Businesses can benefit by using "gamification" techniques, according to study
New research from Simon Fraser University's Beedie School of Business reveals that businesses could benefit from unprecedented levels of consumer and employee engagement by turning traditional processes into game-like experiences.
The research examines the phenomenon of "gamification," or applying game design principles in non-gaming contexts.
It breaks down the principles of gaming to see how they might be applied to other aspects of life, whether in business, academia or even civic responsibility.
The paper, "Is it all a game? Understanding the principles of gamification," was published in July by Business Horizons.

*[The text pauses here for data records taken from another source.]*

Issue #231, opened 2024-12-09
Error handling is not thead-safe


qmuntal:
We use [ERR_get_error](https://docs.openssl.org/3.3/man3/ERR_get_error/#synopsis) to retrieve the error that caused a given function call to fail. This function docs says this:

> ERR_get_error() returns the earliest error code from the thread's error queue and removes the entry. 

The problem is that cgo calls can be rescheduled on any thread when switching back from the system stack to the goroutine stack, The Go scheduler does this to avoid goroutines having to wait for the original thread to be available.

This means that our call to `ERR_get_error` might not return the correct error, or even no error at all.

There are two ways to solve this:

- Calling `runtime.LockOSThread` and `defer runtime.UnlockOSThread` before every cgo call so that the goroutine is always recheduled to the same thread.
- Replacing all OpenSSL cgo calls for a custom C wrapper function that calls the OpenSSL C function and also `ERR_get_error` if that fails. Note that this will work because a goroutine can't be rescheduled while in the system stack.

The first option is the easiest one, but will impact the performance of our OpenSSL backend even in the no-error cases. I would prefer to investigate how we could implement the second option, which wouldn't have any performance impact. Note that both options will require big refactors, as we will need to wrap existing cgo calls into either a C or a Go function (or even both).

PR #259, opened 2025-02-28
Autogenerate C and Go wrappers

qmuntal:
Until now we have been generating the C function headers. the C functions `dlsym` calls, and the C wrappers using good old C macros. C macros have the advantage of not needing to implement a parser for a new domain specific language (aka DSL) and to be pretty compact. On the other hand, they are difficult to troubleshoot if there is any issue with them, the error message is long and cryptic, and, most important, they have its limit on what can be sanely implemented with them.

This PR sets the ground for many improvements to come by dropping the C macro approach and instead use implement a small application (`mkcgo`) that can read C function definitions (limited to what is necessary to support OpenSSL) and then generates all the C stubs plus a handy Go wrappers over them.

This PR doesn't have any behavior change, it's only syntactic changes. It does add ~3000 line of code, but almost all of them are from autogenerated code.


mertakman (approved):

dagood:
For context, based on a conversation earlier, one of the major things this will make reasonable to implement is a good fix for:

* https://github.com/golang-fips/openssl/issues/231

cmd/mkcgo/main.go
```diff
@@ -0,0 +1,149 @@
...
+		for _, d := range [][]byte{data, cbuf.Bytes()} {
+			if _, err = os.Stdout.Write(d); err != nil {
+				log.Fatal(err)
+			}
+		}
+	} else {
+		err = os.WriteFile(*fileName, data, 0644)
+		if err == nil {
+			cfileName := strings.TrimSuffix(*fileName, ".go") + ".c"
+			err = os.WriteFile(cfileName, cbuf.Bytes(), 0644)
```
dagood:
```suggestion
		err = os.WriteFile(*fileName, data, 0o644)
		if err == nil {
			cfileName := strings.TrimSuffix(*fileName, ".go") + ".c"
			err = os.WriteFile(cfileName, cbuf.Bytes(), 0o644)
```

shims.h
```diff
@@ -1,82 +1,42 @@
...
-typedef void* GO_EVP_MAC_PTR;
-typedef void* GO_EVP_MAC_CTX_PTR;
-typedef void* GO_OSSL_PARAM_BLD_PTR;
-typedef void* GO_OSSL_PARAM_PTR;
-typedef void* GO_CRYPTO_THREADID_PTR;
-typedef void* GO_EVP_SIGNATURE_PTR;
-typedef void* GO_DSA_PTR;
-typedef void* GO_EVP_KDF_PTR;
-typedef void* GO_EVP_KDF_CTX_PTR;
+// Tags used to determine which OpenSSL version the function is available in:
```
dagood: Worth describing what this list is for, what `mkcgo` refers to?

shims.h
```diff
@@ -93,222 +53,224 @@ typedef void* GO_SHA_CTX_PTR;
...
-DEFINEFUNC_3_0(void, EVP_KDF_free, (GO_EVP_KDF_PTR kdf), (kdf)) \
-DEFINEFUNC_3_0(GO_EVP_KDF_CTX_PTR, EVP_KDF_CTX_new, (GO_EVP_KDF_PTR kdf), (kdf)) \
-DEFINEFUNC_3_0(int, EVP_KDF_CTX_set_params, (GO_EVP_KDF_CTX_PTR ctx, const GO_OSSL_PARAM_PTR params), (ctx, params)) \
-DEFINEFUNC_3_0(void, EVP_KDF_CTX_free, (GO_EVP_KDF_CTX_PTR ctx), (ctx)) \
-DEFINEFUNC_3_0(size_t, EVP_KDF_CTX_get_kdf_size, (GO_EVP_KDF_CTX_PTR ctx), (ctx)) \
-DEFINEFUNC_3_0(int, EVP_KDF_derive, (GO_EVP_KDF_CTX_PTR ctx, unsigned char *key, size_t keylen, const GO_OSSL_PARAM_PTR params), (ctx, key, keylen, params)) \
+/*[[mkcgo]]*/ void ERR_error_string_n(unsigned long e, char *buf, size_t len);
+/*[[mkcgo]]*/ void ERR_clear_error(void);
+/*[[mkcgo::tag("legacy_1")]]*/ unsigned long ERR_get_error_line(const char **file, int *line);
+/*[[mkcgo::tag("3")]]*/ unsigned long ERR_get_error_all(const char **file, int *line, const char **func, const char **data, int *flags);
```
dagood: Maybe it's something to get used to (or doesn't matter because of the "as needed" nature of making edits to this list), but it seems hard to read. A suffix might help: less variability in where the function name actually ends up and more familiar--allows `//` and positioned like Go struct tags. And maybe newlines help even more:

```c
// CRYPTO_malloc argument num changes from int to size_t in OpenSSL 1.1.0, 
// and CRYPTO_free has file and line arguments added. 
// Exclude them from headercheck tool when using previous OpenSSL versions. 
void *CRYPTO_malloc(size_t num, const char *file, int line); // [[mkcgo]] 
void CRYPTO_free(void *str, const char *file, int line); // [[mkcgo]] 

int OPENSSL_init_crypto(uint64_t ops, const _OPENSSL_INIT_SETTINGS_PTR settings); // [[mkcgo]] 

int FIPS_mode(void); // [[mkcgo::tag("legacy_1")]] 
int FIPS_mode_set(int r); // [[mkcgo::tag("legacy_1")]] 

int EVP_default_properties_is_fips_enabled(_OSSL_LIB_CTX_PTR libctx); // [[mkcgo::tag("3")]] 
int EVP_default_properties_enable_fips(_OSSL_LIB_CTX_PTR libctx, int enable); // [[mkcgo::tag("3")]] 

int OSSL_PROVIDER_available(_OSSL_LIB_CTX_PTR libctx, const char *name); // [[mkcgo::tag("3")]] 
_OSSL_PROVIDER_PTR OSSL_PROVIDER_try_load(_OSSL_LIB_CTX_PTR libctx, const char *name, int retain_fallbacks); // [[mkcgo::tag("3")]] 
const char *OSSL_PROVIDER_get0_name(const _OSSL_PROVIDER_PTR prov); // [[mkcgo::tag("3")]] 

_EVP_MD_PTR EVP_MD_fetch(_OSSL_LIB_CTX_PTR ctx, const char *algorithm, const char *properties); // [[mkcgo::tag("3")]] 
void EVP_MD_free(_EVP_MD_PTR md); // [[mkcgo::tag("3")]] 
const char *EVP_MD_get0_name(const _EVP_MD_PTR md); // [[mkcgo::tag("3")]] 
const _OSSL_PROVIDER_PTR EVP_MD_get0_provider(const _EVP_MD_PTR md); // [[mkcgo::tag("3")]] 
int EVP_MD_get_type(const _EVP_MD_PTR md); // [[mkcgo::tag("3")]] 
int EVP_MD_size(const _EVP_MD_PTR md); // [[mkcgo::tag("legacy_1")]] 
int EVP_MD_get_size(const _EVP_MD_PTR md); // [[mkcgo::tag("3")]] 
int EVP_MD_block_size(const _EVP_MD_PTR md); // [[mkcgo::tag("legacy_1")]] 
int EVP_MD_get_block_size(const _EVP_MD_PTR md); // [[mkcgo::tag("3")]] 
```

cmd/checkheader/main.go
```diff
@@ -197,108 +196,74 @@ func tryConvertGoConst(w io.Writer, l string) {
...
-	}
-	if !strings.HasPrefix(l, "DEFINEFUNC") {
+	if !strings.HasPrefix(l, "/*[[mkcgo") {
 		return false
 	}
-	if strings.HasPrefix(l, "DEFINEFUNC_VARIADIC") {
+	if strings.Contains(l, "[[mkcgo::variadic(") {
 		// Variadic functions are not supported. There is not enough
-		// information in the macro to create use it in writeDefineFunc.
+		// information to create use it in writeDefineFunc.
```
dagood:
```suggestion
		// information to create it in writeDefineFunc.
```

cmd/checkheader/main.go
```diff
@@ -197,108 +196,74 @@ func tryConvertGoConst(w io.Writer, l string) {
...
 			return
 		}
-		fnret, fnname, fnargs := args[0], args[1], args[2]
+		idx := strings.LastIndexByte(argsAndName, ' ')
+		if idx < 0 {
+			log.Printf("can't retrive return type in line: %s\n", l)
+			return
+		}
+		fnret := argsAndName[:idx]
+		fnname := argsAndName[idx+1:]
```
dagood: Would it make sense to share the parser with `mkcgo`? (Index-based logic in particular usually seems fiddly and panic-happy to me, enough to be worth sharing to at least reduce the amount of it.)

shims.h
```diff
@@ -93,222 +53,224 @@ typedef void* GO_SHA_CTX_PTR;
 // #if OPENSSL_VERSION_NUMBER < 0x10100000L
 // #include <openssl/bn.h>
 // #endif
```
dagood: Now that we have two processors looking at this file, worth making it more explicit which processor cares about these lines (and that one of them does care at all!) by using a prefix or wrapping it somehow?

cmd/checkheader/main.go
qmuntal: Good suggestion. Done 😄.

shims.h
qmuntal: Good point. I've added a comment to explain why this includes are here. It think this is enough.

shims.h
qmuntal: I've added some more comments 👍

shims.h
qmuntal: I've made the `[[mkcgo]]` implicit and switched to the good old GCC [__attribute__](https://gcc.gnu.org/onlinedocs/gcc/Function-Attributes.html) so that I don't have to surround the attribute in comments to make it a valid C construct. Note that before I was using C23 [attribute specifiers](https://en.cppreference.com/w/c/language/attributes), but that is still not widely supported, so had to write them as comments.

qmuntal:
I've upgraded the ubuntu CI agent to 22.04 as Ubuntu 20.04 is being sunsetted and in burnout period: https://github.com/actions/runner-images/issues/11101

gdams (approved):

shims.h
```diff
@@ -1,314 +1,380 @@
...
-// DEFINEFUNC_VARIADIC_3_0 acts like DEFINEFUNC but creates an alias with a more specific signature.
-// This is necessary to call variadic functions (functions that accept a variable number of arguments)
-// because variadic functions are not directly compatible with cgo. By defining a cgo-compatible alias
-// for each desired signature, the C compiler handles the variadic arguments rather than cgo.
-// Variadic functions are the only known incompatibility of this kind.
-// If you use this macro for a different reason, consider renaming it to something more general first.
-// See https://github.com/golang/go/issues/975.
-// The process is aborted if the function can't be loaded when using 3.0.0 or higher.
-//
+// The following includes are used be the headercheck tool.
```
dagood:
```suggestion
// The following includes are used by the checkheader tool.
```

(I agree this is enough doc for these includes.)

cmd/checkheader/main.go
```diff
@@ -93,212 +92,85 @@ func gccRun(program string) error {
...
 
-func tryConvertDirective(w io.Writer, l string) bool {
-	if strings.HasPrefix(l, "// #") {
-		fmt.Fprintln(w, l[len("// "):])
-		return true
+	for _, enum := range src.Enums {
+		if enum.Name == "_EVP_PKEY_OP_DERIVE" {
+			// This is defined differently in OpenSSL 3,
+			// but in our code it is only used in OpenSSL 1.
+			continue
```
dagood, line 119: I'm wondering if we should document this in `shims.h`. Having a `checkheader:ignore` line at least showed something odd was going on.

shims.h
```diff
@@ -1,314 +1,380 @@
...
+// - no tag: OpenSSL 1.0 or later
+// - legacy_1: Only OpenSSL 1
+// - 3: OpenSSL 3.0 or later
+// - 111: OpenSSL 1.1.1 or later
+
+// ERR API
+void ERR_error_string_n(unsigned long e, char *buf, size_t len);
+void ERR_clear_error(void);
+unsigned long ERR_get_error_line(const char **file, int *line) __attribute__((tag("legacy_1")));
+unsigned long ERR_get_error_all(const char **file, int *line, const char **func, const char **data, int *flags) __attribute__((tag("3")));
```
dagood, line 124: Hmm, could tidy up the syntax with `#define TAG(X) __attribute__((tag(X)))`, `#define VARIADIC(X) ...`, etc. (both `,` and multiple `__attribute__` seem to be valid.)

(Or really... `#define TAG(X)`, because we aren't asking gcc to parse these for us anyway. 😄)

cmd/mkcgo/main.go
```diff
@@ -0,0 +1,92 @@
...
+			log.Fatalf("failed to write unformatted source to file: %v", err)
+		}
+		log.Fatalf("for diagnosis, wrote unformatted source to %v", f)
+	}
+
+	// Write output. If no explicit output file is specified,
+	// // write both Go and C output to stdout.
+	if *fileName == "" {
+		for _, d := range [][]byte{data, cbuf.Bytes()} {
+			if _, err = os.Stdout.Write(d); err != nil {
```
dagood: Add a way to tell what file's being output? (txtar style?)

cmd/mkcgo/generate.go
```diff
@@ -0,0 +1,361 @@
...
+	}
+	return s
+}
+
+func retIsVoid(r *mkcgo.Return) bool {
+	return r.Type == "void"
+}
+
+// fnToGoParams returns source code for function f parameters.
+func fnToGoParams(fn *mkcgo.Func) string {
```
dagood, line 342: In theory these could also take `w io.Writer` to avoid string concat... but it seems like all of these operate on relatively small strings so it's likely ok.

cgo_go124.go
```diff
@@ -14,29 +14,29 @@ package openssl
...
-#cgo noescape go_openssl_EVP_PKEY_get_raw_private_key
-#cgo nocallback go_openssl_EVP_PKEY_get_raw_private_key
-#cgo noescape go_openssl_EVP_DigestSign
-#cgo nocallback go_openssl_EVP_DigestSign
-#cgo noescape go_openssl_EVP_Digest
-#cgo nocallback go_openssl_EVP_Digest
-#cgo noescape go_openssl_EVP_DigestUpdate
-#cgo nocallback go_openssl_EVP_DigestUpdate
+#cgo noescape RAND_bytes
+#cgo nocallback RAND_bytes
```
dagood, line 18: Maybe something to consider later, but could add a shims.h tag that generates these, to keep the info in one place?

goopenssl.c
```diff
@@ -55,8 +34,8 @@ go_openssl_fips_enabled(void* handle)
 
     // For OpenSSL 3.x.
     int (*EVP_default_properties_is_fips_enabled)(void*) = (int (*)(void*))dlsym(handle, "EVP_default_properties_is_fips_enabled");
-    void *(*EVP_MD_fetch)(void*, const char*, const char*) = (void* (*)(void*, const char*, const char*))dlsym(handle, "EVP_MD_fetch");
-    void (*EVP_MD_free)(void*) = (void (*)(void*))dlsym(handle, "EVP_MD_free");
+    _EVP_MD_PTR (*EVP_MD_fetch)(void*, const char*, const char*) = (_EVP_MD_PTR (*)(void*, const char*, const char*))dlsym(handle, "EVP_MD_fetch");
+    void (*EVP_MD_free)(_EVP_MD_PTR) = (void (*)(_EVP_MD_PTR))dlsym(handle, "EVP_MD_free");
```
dagood, line 38: Seeing these lines touched, it occurs to me that this small subset could potentially be marked by a tag and generated.

hash.go
```diff
@@ -2,7 +2,24 @@
...
-// #include "goopenssl.h"
+/*
+#include "shims.h"
+// go_hash_sum copies ctx into ctx2 and calls EVP_DigestFinal_ex using ctx2.
+// This is necessary because Go hash.Hash mandates that Sum has no effect
+// on the underlying stream. In particular it is OK to Sum, then Write more,
+// then Sum again, and the second Sum acts as if the first didn't happen.
+// It is written in C because Sum() tend to be in the hot path,
+// and doing one cgo call instead of two is a significant performance win.
+int EVP_MD_CTX_copy(_EVP_MD_CTX_PTR ctx, _EVP_MD_CTX_PTR ctx2);
```
dagood: Is this just a forward declaration? Or is it significant that it doesn't have the `const` and the names are different?
`int EVP_MD_CTX_copy(_EVP_MD_CTX_PTR out, const _EVP_MD_CTX_PTR in);`
(I'm rusty on how this works with C, or maybe it's cgo specific?)

hash.go
```diff
@@ -349,7 +366,7 @@ func (h *evpHash) BlockSize() int {
 func (h *evpHash) Sum(in []byte) []byte {
 	h.init()
 	out := make([]byte, h.Size(), maxHashSize) // explicit cap to allow stack allocation
-	if C.go_hash_sum(h.ctx, h.ctx2, base(out)) != 1 {
+	if C.go_hash_sum(h.ctx, h.ctx2, (*C.uchar)(unsafe.SliceData(out))) != 1 {
```
dagood, line 367: What is this change for?

internal/mkcgo/mkcgo.go
```diff
@@ -0,0 +1,67 @@
...
+	"slices"
+)
+
+// Source is a collection of type definitions and functions.
+type Source struct {
+	TypeDefs []*TypeDef
+	Enums    []*Enum
+	Funcs    []*Func
+	Files    []string
+	Comments []string // Directives starting with "// #"
```
dagood: From what I see, it has more than directives--maybe:

```suggestion
	Comments []string // All line comments. Directives in this slice start with "#"
```

internal/mkcgo/parse.go
```diff
@@ -0,0 +1,346 @@
...
+// parseFile parses file name and extracts all symbols.
+func (src *Source) parseFile(name string) error {
+	file, err := os.Open(name)
+	if err != nil {
+		return err
+	}
+	defer file.Close()
+
+	s := bufio.NewScanner(file)
+	var inBlockComment, inEnum bool
```
dagood, line 73: Scanning lines with a state machine (vs. e.g. scanning tokens with recursive descent) seems a little complicated. Specifically, passing a reference to the bool with `processComments(line, &inBlockComment)` is starting to make me wonder.

But... I'm not sure that it's really complicated enough to justify changing the approach. 😄 This isn't a general purpose tool, so it's not as if we need to be concerned about adding more complexity to it. If we e.g. hit an edge case, we can simply not do that.

openssl.go
```diff
@@ -253,14 +273,17 @@ func pbase(b []byte) unsafe.Pointer {
...
+	}
+	return unsafe.SliceData(b)
 }
 
 // sbase returns the address of the underlying array in b,
 // being careful not to panic when b has zero length.
-func sbase(b []byte) *C.char {
-	return (*C.char)(pbase(b))
+func sbase(b []byte) unsafe.Pointer {
+	return unsafe.Pointer(base(b))
```
dagood: I interpreted `sbase` as `signed base` before, now it doesn't seem to have a clear parallel with `base`?

rsa.go
```diff
@@ -278,8 +277,13 @@ func HashSignRSAPKCS1v15(priv *PrivateKeyRSA, h crypto.Hash, msg []byte) ([]byte
...
 func VerifyRSAPKCS1v15(pub *PublicKeyRSA, h crypto.Hash, hashed, sig []byte) error {
-	if pub.withKey(func(pkey C.GO_EVP_PKEY_PTR) C.int {
-		size := C.go_openssl_EVP_PKEY_get_size(pkey)
+	if pub.withKey(func(pkey _EVP_PKEY_PTR) int32 {
+		var size int32
+		if vMajor == 1 {
+			size = go_openssl_EVP_PKEY_size(pkey)
+		} else {
+			size = go_openssl_EVP_PKEY_get_size(pkey)
+		}
```
dagood: It seems like it would be less of a change if we added this mapping to the generated layer?

Also, this switch is done in more than one place: `evp.go` and `rsa.go`. That isn't *much*, but it's something.

dagood (approved):
I looked a bit deeper at the changes throughout the library, but also a few more ideas about the generator. It looks like it would be fine to merge and start using, but I have some questions and ideas.

cgo_go124.go
qmuntal: I like the idea, will do it in a follow up PR.

cmd/mkcgo/main.go
qmuntal: Done.

cmd/mkcgo/generate.go
qmuntal: These function returns strings because it makes it easier to use them in the caller site.

goopenssl.c
qmuntal: Fun that you say it. I have a WIP branch doing exactly that 😄.

hash.go
qmuntal: Good catch. This declarations are a leftover. Will remove.

hash.go
qmuntal: `base` no longer returns a `*C.char`. This is the only remaining place where we need to cast a slice to `*C.char`, so the case is don't in place.

openssl.go
qmuntal: Another leftover. `sbase` is not longer necessary, we already have `pbase` to get the `unsafe.Pointer` from a slice.

rsa.go
qmuntal: > It seems like it would be less of a change if we added this mapping to the generated layer?

Tricky, but done 😸.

Its co-authors include SFU Beedie researchers Ian McCarthy, Jan H. Kietzmann, Leyland Pitt and Karen Robson, as well as former Beedie PhD student Kirk Plangger, now of King's College, London.
The study describes the constituent parts of gamification—what the researchers call the mechanics, dynamics and emotions (MDE) using examples such as poker and the games Call of Duty and American Idol.
It defines mechanics as "the goals, the rules, the setting, the context, the types of interactions and the boundaries… of the situation to be gamified."
The dynamics of the game relate to whether players need to cooperate, bluff or compete one-on-one.
Emotions are the states and reactions felt among players during the gamified experience.
McCarthy says gamification principles and strategies, once understood and applied, can be used to engage people outside of the game sphere, whether as consumers, students or employees.
This is especially relevant given that digital technologies and social media have advanced the process of engagement and communication.
Through these platforms, businesses and institutions are now able to turn traditional processes into deeper, more engaging game-like experiences for their customers and employees.
The next step in McCarthy's research is to establish a working model of a combination of MDE that will result in desired outcomes, depending on the goal.
"We should be able to describe successes and failures so we can say 'they had the wrong blend there, they had the right blend here'," says McCarthy.
"Ultimately, the goal is having a framework to think about design and predict performance outcomes and business success."